*** Opening of The data ***
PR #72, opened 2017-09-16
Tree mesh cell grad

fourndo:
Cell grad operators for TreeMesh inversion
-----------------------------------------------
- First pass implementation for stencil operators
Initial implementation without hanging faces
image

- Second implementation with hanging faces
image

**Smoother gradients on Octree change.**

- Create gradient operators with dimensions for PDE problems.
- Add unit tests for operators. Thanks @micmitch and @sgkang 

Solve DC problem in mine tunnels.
*** Close of The data ***
How to complete this task | Write out, without alteration, the line that contains "Initial implementation without hanging faces" and all subsequent lines down to the end of the data above.

Exercise result |
Initial implementation without hanging faces
image

- Second implementation with hanging faces
image

**Smoother gradients on Octree change.**

- Create gradient operators with dimensions for PDE problems.
- Add unit tests for operators. Thanks @micmitch and @sgkang 

Solve DC problem in mine tunnels.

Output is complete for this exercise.